**TASK STATEMENT:** Before you finish, make sure every line below has been written out exactly.

**DATA TO PROCESS:**
PR #6756, opened 2023-07-10
EVG-19325, EVG-20113: require GitHub patch definition tasks to finish

Kimchelly:
EVG-19325
EVG-20113

### Description
This is the same change as #6521, with some small changes to reduce the usage of GitHub API calls and fix a small bug. You can refer to the original PR for most of the changes, but the new changes from that PR are:

* This no longer sends a status update when the only unfinished tasks blocking patch completion are unscheduled essential tasks. While it would be a nice to have, it stresses the GitHub API rate limit because it will try to send when PRs are closed with unfinished patches, which will abort all of them. The thinking is that it's not that important to alert users because unscheduling your PR tasks is not something a user would typically do, and they can type `evergreen refresh` if they want to see what's holding up their patch from being finished.
* Fix an issue where a version with unfinished essential tasks might be marked finished because one build finished all its tasks and another build was entirely unscheduled before it could run any of its tasks. In this case, the version should _not_ be marked finished because there are still some essential tasks to run.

**WRITTEN SOLUTION:**
PR #6756, opened 2023-07-10
EVG-19325, EVG-20113: require GitHub patch definition tasks to finish

Kimchelly:
EVG-19325
EVG-20113

### Description
This is the same change as #6521, with some small changes to reduce the usage of GitHub API calls and fix a small bug. You can refer to the original PR for most of the changes, but the new changes from that PR are:

* This no longer sends a status update when the only unfinished tasks blocking patch completion are unscheduled essential tasks. While it would be a nice to have, it stresses the GitHub API rate limit because it will try to send when PRs are closed with unfinished patches, which will abort all of them. The thinking is that it's not that important to alert users because unscheduling your PR tasks is not something a user would typically do, and they can type `evergreen refresh` if they want to see what's holding up their patch from being finished.
* Fix an issue where a version with unfinished essential tasks might be marked finished because one build finished all its tasks and another build was entirely unscheduled before it could run any of its tasks. In this case, the version should _not_ be marked finished because there are still some essential tasks to run.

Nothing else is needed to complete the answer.